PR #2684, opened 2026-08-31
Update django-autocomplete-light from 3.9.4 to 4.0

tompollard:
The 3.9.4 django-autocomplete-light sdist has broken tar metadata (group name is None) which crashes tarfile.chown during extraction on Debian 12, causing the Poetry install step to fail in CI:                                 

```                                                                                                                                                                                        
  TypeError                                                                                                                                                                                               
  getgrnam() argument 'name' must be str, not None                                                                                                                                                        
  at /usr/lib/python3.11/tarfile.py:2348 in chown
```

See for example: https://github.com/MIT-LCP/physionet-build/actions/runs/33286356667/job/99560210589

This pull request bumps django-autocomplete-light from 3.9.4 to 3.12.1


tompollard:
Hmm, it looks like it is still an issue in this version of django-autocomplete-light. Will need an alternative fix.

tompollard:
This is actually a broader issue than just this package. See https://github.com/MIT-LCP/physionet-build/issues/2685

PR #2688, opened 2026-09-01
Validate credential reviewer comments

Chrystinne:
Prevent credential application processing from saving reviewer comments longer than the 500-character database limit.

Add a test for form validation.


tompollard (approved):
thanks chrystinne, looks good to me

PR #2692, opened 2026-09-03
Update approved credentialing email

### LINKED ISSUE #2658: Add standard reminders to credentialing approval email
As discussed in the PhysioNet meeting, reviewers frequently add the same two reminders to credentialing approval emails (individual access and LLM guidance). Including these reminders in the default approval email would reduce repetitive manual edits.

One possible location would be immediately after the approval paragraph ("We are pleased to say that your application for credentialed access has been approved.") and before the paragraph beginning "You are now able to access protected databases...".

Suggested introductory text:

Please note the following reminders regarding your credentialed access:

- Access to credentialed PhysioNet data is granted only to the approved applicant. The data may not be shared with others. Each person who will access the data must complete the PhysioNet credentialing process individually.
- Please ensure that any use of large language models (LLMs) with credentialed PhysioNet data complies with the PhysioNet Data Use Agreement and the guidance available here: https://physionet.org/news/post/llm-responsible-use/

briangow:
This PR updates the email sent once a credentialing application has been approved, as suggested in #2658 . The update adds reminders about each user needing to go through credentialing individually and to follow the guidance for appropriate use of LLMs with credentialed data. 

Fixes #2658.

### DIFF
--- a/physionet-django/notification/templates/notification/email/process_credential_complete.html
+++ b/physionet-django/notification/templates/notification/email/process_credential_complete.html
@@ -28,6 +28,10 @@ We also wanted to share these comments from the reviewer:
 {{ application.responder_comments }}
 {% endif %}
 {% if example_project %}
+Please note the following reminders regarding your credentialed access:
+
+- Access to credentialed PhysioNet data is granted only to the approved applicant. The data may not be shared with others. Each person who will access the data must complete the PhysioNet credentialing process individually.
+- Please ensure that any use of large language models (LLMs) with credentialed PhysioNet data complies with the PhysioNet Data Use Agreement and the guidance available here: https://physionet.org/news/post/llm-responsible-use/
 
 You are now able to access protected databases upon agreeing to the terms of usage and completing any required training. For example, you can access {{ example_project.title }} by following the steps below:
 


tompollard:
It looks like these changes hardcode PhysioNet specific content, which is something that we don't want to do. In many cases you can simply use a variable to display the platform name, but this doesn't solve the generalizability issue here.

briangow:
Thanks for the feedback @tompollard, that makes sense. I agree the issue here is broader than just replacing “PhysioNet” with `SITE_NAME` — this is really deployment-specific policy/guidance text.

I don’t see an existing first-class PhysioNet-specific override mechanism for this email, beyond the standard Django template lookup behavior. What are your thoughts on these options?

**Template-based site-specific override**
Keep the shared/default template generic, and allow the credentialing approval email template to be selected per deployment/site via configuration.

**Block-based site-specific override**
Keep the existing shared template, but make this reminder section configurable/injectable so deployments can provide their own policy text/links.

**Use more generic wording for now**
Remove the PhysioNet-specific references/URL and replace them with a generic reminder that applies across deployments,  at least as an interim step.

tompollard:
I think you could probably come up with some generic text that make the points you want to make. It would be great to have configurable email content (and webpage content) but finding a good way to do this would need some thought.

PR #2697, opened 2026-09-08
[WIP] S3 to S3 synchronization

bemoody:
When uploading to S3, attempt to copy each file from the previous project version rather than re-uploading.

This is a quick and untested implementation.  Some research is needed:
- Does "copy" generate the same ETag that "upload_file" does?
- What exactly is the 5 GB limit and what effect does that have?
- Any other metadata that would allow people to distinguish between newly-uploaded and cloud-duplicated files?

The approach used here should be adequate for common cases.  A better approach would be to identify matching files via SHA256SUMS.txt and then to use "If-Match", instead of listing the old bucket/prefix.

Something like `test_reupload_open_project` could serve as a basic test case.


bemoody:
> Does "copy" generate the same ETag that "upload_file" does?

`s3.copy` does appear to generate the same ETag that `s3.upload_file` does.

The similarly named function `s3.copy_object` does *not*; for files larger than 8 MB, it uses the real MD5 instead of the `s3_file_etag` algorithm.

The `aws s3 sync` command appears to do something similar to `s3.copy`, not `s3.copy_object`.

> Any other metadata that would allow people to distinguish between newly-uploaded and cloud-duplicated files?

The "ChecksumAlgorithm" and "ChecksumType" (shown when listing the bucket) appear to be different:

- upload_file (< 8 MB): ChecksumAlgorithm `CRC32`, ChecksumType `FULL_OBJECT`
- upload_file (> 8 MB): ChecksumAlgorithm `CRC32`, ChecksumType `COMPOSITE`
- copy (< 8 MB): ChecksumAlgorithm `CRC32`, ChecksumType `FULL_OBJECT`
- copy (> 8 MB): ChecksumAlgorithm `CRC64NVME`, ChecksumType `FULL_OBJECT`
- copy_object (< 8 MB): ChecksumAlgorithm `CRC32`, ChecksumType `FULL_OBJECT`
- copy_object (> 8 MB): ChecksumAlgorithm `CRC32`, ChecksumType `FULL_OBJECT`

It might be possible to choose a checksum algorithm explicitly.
◆ ◆ ◆ ◆ ◆ ◆ ◆
Read through the data and copy every line where "generate" shows up.

» **Task result**:
- Does "copy" generate the same ETag that "upload_file" does?
> Does "copy" generate the same ETag that "upload_file" does?
`s3.copy` does appear to generate the same ETag that `s3.upload_file` does.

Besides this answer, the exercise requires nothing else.